### Problem details
Count the lines in the records below that contain the word "types", and give only that number.

== Segment start ==

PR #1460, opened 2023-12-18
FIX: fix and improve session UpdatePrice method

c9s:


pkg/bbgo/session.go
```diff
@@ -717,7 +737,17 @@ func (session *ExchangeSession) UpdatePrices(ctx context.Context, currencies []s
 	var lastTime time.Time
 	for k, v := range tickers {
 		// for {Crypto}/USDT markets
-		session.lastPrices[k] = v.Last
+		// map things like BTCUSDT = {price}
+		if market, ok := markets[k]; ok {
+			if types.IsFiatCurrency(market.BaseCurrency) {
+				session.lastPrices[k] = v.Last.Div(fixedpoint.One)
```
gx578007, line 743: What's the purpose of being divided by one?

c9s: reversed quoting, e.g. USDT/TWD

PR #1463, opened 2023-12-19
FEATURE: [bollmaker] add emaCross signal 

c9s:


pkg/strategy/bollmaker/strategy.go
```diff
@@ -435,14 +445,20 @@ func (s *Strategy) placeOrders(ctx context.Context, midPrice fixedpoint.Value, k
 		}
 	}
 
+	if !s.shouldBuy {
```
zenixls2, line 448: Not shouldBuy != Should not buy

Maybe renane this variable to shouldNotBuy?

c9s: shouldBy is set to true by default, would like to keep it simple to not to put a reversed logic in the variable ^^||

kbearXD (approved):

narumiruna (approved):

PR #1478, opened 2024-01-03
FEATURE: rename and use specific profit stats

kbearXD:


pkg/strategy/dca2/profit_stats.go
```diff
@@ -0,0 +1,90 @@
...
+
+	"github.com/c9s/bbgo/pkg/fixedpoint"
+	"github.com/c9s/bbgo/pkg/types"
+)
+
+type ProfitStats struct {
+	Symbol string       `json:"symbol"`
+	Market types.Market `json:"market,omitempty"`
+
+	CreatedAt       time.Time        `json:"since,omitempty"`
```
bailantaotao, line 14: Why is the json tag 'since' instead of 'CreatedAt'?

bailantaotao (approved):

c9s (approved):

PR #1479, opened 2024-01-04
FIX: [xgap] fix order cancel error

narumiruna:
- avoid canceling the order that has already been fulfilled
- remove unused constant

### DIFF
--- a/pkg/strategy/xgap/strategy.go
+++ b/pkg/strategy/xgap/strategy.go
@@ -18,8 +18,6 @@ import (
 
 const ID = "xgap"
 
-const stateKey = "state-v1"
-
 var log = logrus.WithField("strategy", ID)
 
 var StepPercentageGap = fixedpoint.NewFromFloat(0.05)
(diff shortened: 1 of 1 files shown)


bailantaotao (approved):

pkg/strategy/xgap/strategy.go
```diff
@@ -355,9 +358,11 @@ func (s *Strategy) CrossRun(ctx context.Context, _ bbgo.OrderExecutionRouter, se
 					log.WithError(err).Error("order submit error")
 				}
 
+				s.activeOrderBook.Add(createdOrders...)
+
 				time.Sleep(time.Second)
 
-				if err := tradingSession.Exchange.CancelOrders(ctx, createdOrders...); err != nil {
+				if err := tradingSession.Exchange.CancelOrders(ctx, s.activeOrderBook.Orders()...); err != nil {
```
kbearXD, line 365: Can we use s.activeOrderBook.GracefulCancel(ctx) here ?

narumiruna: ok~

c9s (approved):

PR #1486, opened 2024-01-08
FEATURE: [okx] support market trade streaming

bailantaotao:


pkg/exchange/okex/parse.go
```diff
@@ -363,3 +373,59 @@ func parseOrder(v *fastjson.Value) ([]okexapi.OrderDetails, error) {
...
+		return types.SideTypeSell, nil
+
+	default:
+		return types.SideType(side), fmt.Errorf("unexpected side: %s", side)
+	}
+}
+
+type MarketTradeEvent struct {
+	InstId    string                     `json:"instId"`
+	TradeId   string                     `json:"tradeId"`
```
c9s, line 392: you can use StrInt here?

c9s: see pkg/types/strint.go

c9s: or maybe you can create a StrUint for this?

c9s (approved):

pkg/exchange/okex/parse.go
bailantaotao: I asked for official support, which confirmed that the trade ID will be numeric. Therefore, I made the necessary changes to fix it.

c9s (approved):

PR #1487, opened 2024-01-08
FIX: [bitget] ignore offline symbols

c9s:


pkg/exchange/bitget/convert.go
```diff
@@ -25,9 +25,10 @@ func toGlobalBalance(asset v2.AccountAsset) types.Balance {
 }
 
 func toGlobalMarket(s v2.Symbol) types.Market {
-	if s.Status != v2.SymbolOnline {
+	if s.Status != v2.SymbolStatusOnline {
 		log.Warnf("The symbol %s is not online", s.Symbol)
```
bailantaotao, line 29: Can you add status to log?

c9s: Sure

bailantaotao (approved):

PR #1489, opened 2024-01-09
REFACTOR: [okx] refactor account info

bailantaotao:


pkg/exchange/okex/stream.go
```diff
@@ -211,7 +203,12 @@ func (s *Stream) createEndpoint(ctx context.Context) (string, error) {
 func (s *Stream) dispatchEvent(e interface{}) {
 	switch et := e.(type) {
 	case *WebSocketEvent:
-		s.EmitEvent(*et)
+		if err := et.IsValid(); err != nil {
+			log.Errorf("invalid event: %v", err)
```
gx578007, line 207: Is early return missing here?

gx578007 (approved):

== Segment end ==

### Exercise answer
8